[Stored data]

Issue #3903, opened 2023-12-05
N2P guide banner-optional left padding


cameroncalder:
Enhance the N2P guide banner by adding an optional left-side padding control, equipping developers with the option to change the padding from 16 to 32. This will make it so product teams can place the guide banner starting flush to the left edge of the screen and keep the icon aligned w/ the first column of the Carbon grid.

<img width="1350" alt="image" src="https://github.com/carbon-design-system/ibm-products/assets/50155706/664f9f47-9391-4542-bc4d-3bffb67e41e3">

paul-balchin-ibm:
Reopening as we're still waiting for the `v1` fix.

paul-balchin-ibm:
`v1` and `v2` PRs are merged. Closing.

PR #3965, opened 2023-12-12
fix(Guidebanner): allow adding 1rem space on the left

paul-balchin-ibm:
Contributes to #3903

New prop `withLeftGutter`

- [x] Storybook review
- [x] Design reviewers: Cameron Calder, Shelley Dignum, Bridget Ndege.

### DIFF
--- a/packages/ibm-products/src/components/Guidebanner/Guidebanner.js
+++ b/packages/ibm-products/src/components/Guidebanner/Guidebanner.js
@@ -22,6 +22,7 @@ const componentName = 'Guidebanner';
 
 const defaults = {
   collapsible: false,
+  withLeftGutter: false,
   // Labels
   closeIconDescription: 'Close',
   collapseButtonLabel: 'Read less',
@@ -41,6 +42,7 @@ export let Guidebanner = React.forwardRef(
       className,
       collapsible = defaults.collapsible,
       onClose,
+      withLeftGutter = defaults.withLeftGutter,
       // Labels
       closeIconDescription = defaults.closeIconDescription,
       collapseButtonLabel = defaults.collapseButtonLabel,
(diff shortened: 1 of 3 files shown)


packages/ibm-products/src/components/Guidebanner/Guidebanner.js
```diff
@@ -69,8 +71,9 @@ export let Guidebanner = React.forwardRef(
         className={cx(
           blockClass,
           className,
-          [collapsible ? `${blockClass}__collapsible` : null],
-          [isCollapsed ? `${blockClass}__collapsible-collapsed` : null]
+          collapsible && `${blockClass}__collapsible`,
+          isCollapsed && `${blockClass}__collapsible-collapsed`,
```
paul-balchin-ibm, line 75: Extra: simplified code.

elycheea: Haha, is this pulling from your recent convo with @davidmenendez 😆

packages/ibm-products/src/components/Guidebanner/Guidebanner.stories.js
elycheea, line 1: If the grid matters here, I actually think it might make more sense to change the layout style from `padded` to `fullscreen` so you can see the alignment using Carbon Devtools.

image

paul-balchin-ibm: A component's only direct connection to the outside world should be limited to changing its props values. It's like an API: "apply setting to component" and "listen to changes from component" and nothing else. Trying to get a component to react to external features like page or grid settings can result too easily result in false positives.

elycheea: Oh. Let me rephrase — change the _Storybook_ layout setting. My suggestion is not a change to the component itself. I think this is L34 in Stories file but will give a more accurate representation of how it looks on the page. (PageHeader and Datagrid sometimes use this setting instead of the padded style in Storybook.)

image

paul-balchin-ibm: OH! I see what you mean. Sure, I can change that.

elycheea (approved):

packages/ibm-products/src/components/Guidebanner/Guidebanner.js
paul-balchin-ibm: Actually, I had completely missed his comment while making these changes. :)

PR #3974, opened 2023-12-13
fix: add missing N2P component exports

paul-balchin-ibm:
Adds missing N2P components to list of exports

#### What did you change?

```
packages/ibm-products/src/components/index.js
```


matthewgallo (approved):
🚀

matthewgallo (changes requested):
Something seems up with lottie-web in the tests? Can you run them locally and see if you encounter the same thing?

matthewgallo (approved):

PR #3983, opened 2023-12-18
chore: move sass out of loop

lee-chase:
Contributes to #3896 

Refactor some SASS

#### What did you change?

- Removed duplicate generated SCSS for placement.

### DIFF
--- a/packages/ibm-products-styles/src/components/SidePanel/_side-panel.scss
+++ b/packages/ibm-products-styles/src/components/SidePanel/_side-panel.scss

> **Action item**
Look through the entries above; copy every line holding the string "defaults".

> **Solved problem**
 const defaults = {
       collapsible = defaults.collapsible,
+      withLeftGutter = defaults.withLeftGutter,
       closeIconDescription = defaults.closeIconDescription,
       collapseButtonLabel = defaults.collapseButtonLabel,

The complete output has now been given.